The consequence of the ratings dynamics described above is that user-provided product ratings do not always accurately reflect product performance, yet they still have the potential to significantly influence product sales. This can be quite disconcerting for product marketers, and as a result, many marketers are investing in activities intended to create a more favorable ratings environment for their products with the intention of boosting sales (Dellarocas 2006).

Our objective in this paper is to measure the value of the social dynamics found in online customer rating environments. We do this by explicitly modeling the arrival of posted product ratings and separate the effects of social dynamics on ratings from the underlying baseline ratings behavior (which we argue reflects the consumers’ “socially unbiased”1 product evaluations). In many ratings forums, consumers evaluate products along a five-star scale. Therefore, we capture the ratings process by modeling the arrival of ratings within each star level as five separate (but interrelated) hazard processes. This allows us to capture the timing and the valence of posted ratings simultaneously. Additionally, we include time-varying hazard covariates to capture the effect of social influence on ratings behavior. The resulting model estimates allow us to compute a set of ratings metrics that represent the expected ratings behavior both with and without the effect of social dynamics. We then decompose observed ratings into a baseline ratings component, a component representing the impact of social dynamics and an idiosyncratic error component. To capture the sale impact of social dynamics, we model sales as a function of these component ratings metrics.

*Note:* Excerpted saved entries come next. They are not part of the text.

PR #764, opened 2022-02-14
Improve performance of core completions

mainej:
This commit improves completion performance when a large number of symbols in `clojure.core` or `cljs.core` are valid completions.

The fix is to change a quadratic time query into a linear time query. In particular, let the number of elements in the analysis db be `M` and the number of symbols defined in `clojure.core` be `N`. Creating completions for all `N` symbols took `O(M*N)` time, because we ran the analysis query once for each symbol. Now we query the analysis only once, changing run time to `O(M+N)`.

On my machine, when in `clojure-lsp/feature/completion.clj` (i.e. a 500 line file in a medium-to-large project), completing from a whitespace node used to take about 1100ms. Now it takes about 110ms.

This wasn't noticed before because usually `N` is small—i.e. usually there aren't many symbols in `clojure.core` that are valid completions. However, when completion is invoked when the cursor isn't on a symbol, every symbol in `clojure.core` is a valid completion.

This performance problem is probably the true underlying cause of [#750][750]. That bug was patched by [#756][756] because we didn't know the underlying cause at the time. After this patch is merged, it may be possible to revert 756 without any detriment to performance. On the other hand, while completing within a comment may no longer be _slow_, it probably still isn't very _useful_. So, I'd vote for leaving 756 in place.

This bug was diagnosed by wrapping the main parts of `clojure-lsp.feature.completion/completion` in [metrics-clojure][metrics-clojure] timers, and bisecting down to slow parts of the code. That process hasn't unearthed any other major performance problems. I suspect that snippets are slower than they need to be because we unnecessarily re-parse the file. I have a fix for that, but it's in a different branch with several other changes. I'll submit that separately. All that said, the completion code handles several contexts, and I didn't performance test them exhaustively. There may be other improvements to be found.

[750]: https://github.com/clojure-lsp/clojure-lsp/issues/750
[756]: https://github.com/clojure-lsp/clojure-lsp/pull/756
[metrics-clojure]: https://metrics-clojure.readthedocs.io/en/latest/

- [ ] ~I updated documentation if applicable (`docs` folder)~

### DIFF
--- a/lib/src/clojure_lsp/feature/completion.clj
+++ b/lib/src/clojure_lsp/feature/completion.clj
@@ -88,13 +88,16 @@
     :else
     :reference))
 
-(defn ^:private resolve-item-kind [name ns analysis]
-  (->> (mapcat val analysis)
-       (filter #(and (= name (:name %))
-                     (= ns (:ns %))
-                     (= :var-definitions (:bucket %))))
-       first
-       element->completion-item-kind))
+(defn ^:private var-defs-in-ns-named [analysis ns names]
+  ;; TODO: maybe better to use queries/find-all-var-definitions, or to refactor
+  ;; queries so that they are composable as transducer transformations.
+  (let [name-set (set names)]
+    (into []
+          (comp (mapcat val)
+                (filter #(= ns (:ns %)))
+                (filter #(identical? :var-definitions (:bucket %)))
+                (filter #(contains? name-set (:name %))))
+          analysis)))
 
 (defn ^:private element->label [{:keys [alias bucket] :as element} cursor-alias priority]
   (cond
@@ -280,26 +283,30 @@
          (mapv #(element->completion-item % alias :alias-keyword)))))
 
 (defn ^:private with-clojure-core-items [matches-fn analysis]
-  (->> common-sym/core-syms
-       (filter (comp matches-fn str))
-       (map (fn [sym] {:label (str sym)
-                       :kind (resolve-item-kind sym 'clojure.core analysis)
-                       :data (walk/stringify-keys {:filename "/clojure.core.clj"
-                                                   :name (str sym)
-                                                   :ns "clojure.core"})
-                       :detail (str "clojure.core/" sym)
-                       :priority :clojure-core}))))
+  (let [matches (->> common-sym/core-syms (filter (comp matches-fn str)))
+        elem-by-name (->> (var-defs-in-ns-named analysis 'clojure.core matches)
+                          (medley/index-by :name))]
+    (map (fn [sym] {:label (str sym)
+                    :kind (element->completion-item-kind (elem-by-name sym))
+                    :data (walk/stringify-keys {:filename "/clojure.core.clj"
+                                                :name (str sym)
+                                                :ns "clojure.core"})
+                    :detail (str "clojure.core/" sym)
+                    :priority :clojure-core})
+         matches)))
 
 (defn ^:private with-clojurescript-items [matches-fn analysis]
-  (->> common-sym/cljs-syms
-       (filter (comp matches-fn str))
-       (map (fn [sym] {:label (str sym)
-                       :kind (resolve-item-kind sym 'cljs.core analysis)
-                       :data (walk/stringify-keys {:filename "/cljs.core.cljs"
-                                                   :name (str sym)
-                                                   :ns "cljs.core"})
-                       :detail (str "cljs.core/" sym)
-                       :priority :clojurescript-core}))))
+  (let [matches (->> common-sym/cljs-syms (filter (comp matches-fn str)))
+        elem-by-name (->> (var-defs-in-ns-named analysis 'cljs.core matches)
+                          (medley/index-by :name))]
+    (map (fn [sym] {:label (str sym)
+                    :kind (element->completion-item-kind (elem-by-name sym))
+                    :data (walk/stringify-keys {:filename "/cljs.core.cljs"
+                                                :name (str sym)
+                                                :ns "cljs.core"})
+                    :detail (str "cljs.core/" sym)
+                    :priority :clojurescript-core})
+         matches)))
 
 (defn ^:private with-java-items [matches-fn]
   (concat
--- a/CHANGELOG.md
+++ b/CHANGELOG.md
@@ -11,6 +11,7 @@
   - Small performance improvement during startup on unused-public-var calculation parallelizing calculations.
   - Small performance improvement on code actions calcullation.
   - Add `:use-source-paths-from-classpath` setting defaulting to true, which makes clojure-lsp do not manually discovery source-paths but get from classpath excluding jar files and paths outside project-root. #752 #551
+  - Improve completion performance when all clojure.core or cljs.core symbols are valid completions. #764 @mainej
   
 - Editor
   - Fix exception during code actions calculation when in a invalid code of a map with not even key-pairs.
--- a/cli/build.clj
+++ b/cli/build.clj
@@ -17,7 +17,7 @@
 
 (defn javac [opts]
   (clean opts)
-  (println "Compiing java classes...")
+  (println "Compiling java classes...")
   (b/javac {:src-dirs ["src-java"]
             :class-dir lsp-class-dir
             :basis (b/create-basis basis)})


lib/src/clojure_lsp/feature/completion.clj
```diff
@@ -279,27 +271,46 @@
                            (string/starts-with? (:name %) name))))
          (mapv #(element->completion-item % alias :alias-keyword)))))
 
+(defn ^:private var-defs-in-ns [analysis ns]
+  ;; TODO: maybe better to use queries/find-all-var-definitions, or to refactor
+  ;; queries so that they are composable as transducer transformations.
+  (->> analysis
+       (mapcat val)
+       (filter #(= ns (:ns %)))
+       (filter #(= :var-definitions (:bucket %)))))
```
ericdallo, line 280: Oh, this one is probably a query should be on queries.clj and we missed

Can we use `identical?` here instead of `=`, move this as the first predicate and convert this to use transducers just like we are using on queries.clj? It should increase even more the performance

lib/src/clojure_lsp/feature/completion.clj
```diff
@@ -279,27 +271,46 @@
                            (string/starts-with? (:name %) name))))
          (mapv #(element->completion-item % alias :alias-keyword)))))
 
+(defn ^:private var-defs-in-ns [analysis ns]
+  ;; TODO: maybe better to use queries/find-all-var-definitions, or to refactor
+  ;; queries so that they are composable as transducer transformations.
+  (->> analysis
+       (mapcat val)
+       (filter #(= ns (:ns %)))
```
ericdallo, line 279: Also, use safe-equal here if moving to queries.clj

ericdallo (commented):
Amazing finding!
I can test this soon, but looks all good to me

lib/src/clojure_lsp/feature/completion.clj
mainej: Yeah, using a transducer is a good idea.

Is `identical?` any different from `=` when comparing keywords? 

I think moving this to queries.clj should be part of a bigger discussion though. queries.clj already has `find-var-definitions`, which is similar. But, it can't be reused because it only works on a single file, which isn't applicable in this case. There's also `find-all-var-definitions`, which doesn't let me filter by namespace soon enough. I'm hesitant to introduce a third variation that's only used in one place. 

I think it'd be nice to separate the pieces of queries.clj into several filter functions that can be recombined in transducers. That is, instead of a function like `find-var-definitions`, which says "find analysis for file AND filter to var definitions", create two functions "find analysis for file" and "filter to var definitions". Then they could be recombined in transducers with `comp` as needed. For example, this completion code could first filter by ns, then comp that with the shared "filter to var definitions" query.

I'd rather not do all of that as part of this PR, but it's something to think about. What do you think?

ericdallo: > Is identical? any different from = when comparing keywords?

Yes, [it has a better peformance](https://groups.google.com/g/clojure/c/cqYUG4b9uWE)

> I'd rather not do all of that as part of this PR, but it's something to think about. What do you think?

Yes, makes sense, it's not that easy since comparing a ns could be different if a var-definition or a var-usage for example.
I'm ok not changing this on this PR

ericdallo:
BTW, I never used metrics-clojure, usually when I want to measure performance I use `criterium`, good to know of an alternative

lib/src/clojure_lsp/feature/completion.clj
mainej: > it has a better peformance

Good to know.

> could be different if a var-definition or a var-usage

Because of aliases? Aliases introduce so much subtlety!

ericdallo: not only alias, but there is `:to`, `:from`, `:ns`, multiple ways to check a namespace depending on the kondo analysis you are iterating

ericdallo (approved):
Thank you!

mainej:
> I never used metrics-clojure, usually when I want to measure performance I use `criterium`, good to know of an alternative

I often reach for `criterium` too. It might have been better for this case. `metrics-clojure` is more useful if you want to monitor performance and throughput in production. It's meant to be long-lived so it doesn't use too much memory, and doesn't introduce too much overhead on hot code. It might be a nice way to monitor things like `f.file-management/analyze-changes` that are executed asynchronously. You could wrap that in a timer, and then periodically [print stats to the logs](https://metrics-clojure.readthedocs.io/en/latest/reporting.html#console).

The underlying [`metrics`](https://metrics.dropwizard.io/4.2.0/) library is really beautiful. I'd recommend the [talk](https://www.youtube.com/watch?v=czes-oa0yik) if you're interested in the subject.

mainej:
@ericdallo In the last few days I heard about [`clj-async-profiler`](https://github.com/clojure-goes-fast/clj-async-profiler) from two different sources. I thought I'd try it out on the completions code. It would have been useful while improving the completion performance–more useful than either `criterium` or `metrics-clojure`.

I haven't gone back to see how much improvement this PR made, though that would be interesting.

To get a feeling for it, here's a flamegraph of the completions, as of a recent build.

15-cpu-flamegraph-2022-02-24-17-52-24

The original image is an interactive SVG, where you can drill into the individual bars. If you'd like I'll Slack it to you.

I got this by profiling the invocations of `completion` from the first test in `clojure-lsp.features.completion-test`. After stripping out all the clojure.test related stuff, I ran them in a loop 400 times. That test exercises the completions code in several different ways, but it's not a perfect sample. So, we shouldn't draw too many conclusions from it. But here's my analysis anyway: 

1. There's a lot of time spent in Java land, compiling. I'm not sure what that's about. Some sort of JIT thing? Might be worth asking around.
2. Drilling down into completion, there's no single thing that dominates the time, which is probably good.
3. Working left to right, only 1% in `sorting-and-distincting-items`. I commented out the "complete from whitespace" invocation, but including it makes the code spend more time in this function, which isn't surprising—it adds a ton of items to sort.
4. 7.6% in `with-clojure-core-items`. That's still quite a lot of time. I think this is mostly because it filters through all of the analysis, regardless of how many symbols match. Still, seems a little high. Some other functions that use big chunks of the analysis also show up in the flamegraph, so maybe there's a theme there.
5. 14.5% in `with-elements-from-alias`. It spends a big chunk of time creating a change set, editing nodes with `add-missing-libspec/add-to-namespace`. I wonder—is that necessary? Is it something that can be postponed, maybe to `completionItem/resolve`?
6. 14.6% and 10% respectively, for parsing and positioning. At 25% of the total time, this is a big chunk. I bet avoiding extra parses helped completion performance a lot too.
7. A smattering of smaller things.
8. 13.4% in `into`. This one's harder to follow, but if you drill into it, it's dominated once again by calls to `add-missing-libspec/add-to-namespace`, invoked from `with-elements-from-alias`.

So, based on this one analysis, I'd focus on `with-elements-from-alias` next, in particular on its call to `add-missing-libspec/add-to-namespace`.

But, using one analysis is pretty naive. I'd want to spend more than an hour analyzing before starting any work. Still, pretty interesting, right? I can definitely see how I'd use this for perf work in the future. I'd like to try out the [differential flamegraphs](http://clojure-goes-fast.com/blog/clj-async-profiler-040/) to measure the impact of changes. Cool stuff!

ericdallo:
Awesome @mainej, It'd be great to use this analysis on other features that I know that have a lot of performance issues like `formatting`/`range-formatting`, this one is the most expensive that affect users ATM, making a lot of them disabling because of paredit actions that trigger range-formatting and lock the file.
Thanks for the analysis!

> 14.5% in with-elements-from-alias. It spends a big chunk of time creating a change set, editing nodes with add-missing-libspec/add-to-namespace. I wonder—is that necessary? Is it something that can be postponed, maybe to completionItem/resolve?

Good point, I think this is something we could move to resolveItem indeed.

mainej:
> `range-formatting`, this one is the most expensive

Yeah, formatting is a great target! I'll plan to profile it when I have a chance.

> move to resolveItem

Looks like you have to check whether the client supports additionalTextEdits in resolveItem. emacs-lsp [does](https://github.com/emacs-lsp/lsp-mode/blob/c30b4b5393b5922d80e2bbbf4bfbfddbf7b00a75/lsp-mode.el#L3495). I haven't looked at the other major clients.

ericdallo:
Yes, most clients support, but we need to check to avoid errors.

> Yeah, formatting is a great target! I'll plan to profile it when I have a chance.

The issue with formatting is that probably the performance cost is on cljfmt itself

mainej:
A bit more research... coc.nvim [supports](https://github.com/neoclide/coc.nvim/blob/e657ec91d853db3e8941df4da883f06e4a4eeb94/src/language-client/client.ts#L1872) additionalTextEdits in completionItem/resolve too. AFAICS the built-in neovim lsp [does not](https://github.com/neovim/neovim/blob/c096561041840826245a82699dfb49064d326c52/runtime/lua/vim/lsp/protocol.lua#L653-L678). I'm not sure about Calva. It doesn't [look](https://github.com/BetterThanTomorrow/calva/blob/9fddb149aba4ec12f600aa96e0bc35e9025f023a/src/providers/completion.ts) like. But it also doesn't look like Calva supports additionalTextEdits on the primary completion endpoint either. The LSP spec seems to assume that all clients will support at least that. Anyway, it'll definitely be necessary to check.

Yeah, my expectation is that most of the cost is in `cljfmt`, but doesn't hurt to check. It's even possible we could find optimizations to submit upstream to `cljfmt`.

ericdallo:
@mainej even so, it's an optional capability, any client that wants to integrate with clojure-lsp can decide to not support that, so us as a service should handle that as optional indeed IMHO

ericdallo:
> but doesn't hurt to check. It's even possible we could find optimizations to submit upstream to cljfmt.

Yes, there were some optimizations done in the past on cljfmt that helped a lot, maybe could be more to improve

mainej:
After researching a bit more, I don't think we'd improve performance much by moving additionalTextEdits to completionItem/resolve.

The flamegraph I made analyzed a few test invocations in what is essentially a tiny project—a small handful of files with only a few lines each. In that world creating the additionalTextEdits is a large contributor to completion time. But in a real project, the additionalTextEdits are lost in the noise of all the other stuff going on.

I haven't had a chance to create flamegraphs for a big project, yet, but my expectation is that there will be much more time spent filtering the analysis. Perhaps that will reveal other optimization targets.

Anyway, I'm going to set aside this part of my performance research, for now.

Our model results show that there are substantial social dynamics in the ratings environment. We further study these dynamics by examining both their direct and indirect effects on product sales. Specifically, we show that dynamics observed in ratings valence (or average rating) can have direct and immediate effects on sales. We also show that these dynamics can have additional indirect effects on future sales through its influence on future ratings. These indirect effects can mitigate the long-term impact of ratings dynamics on sales. This is particularly true in cases where the level of opinion variance is increased.”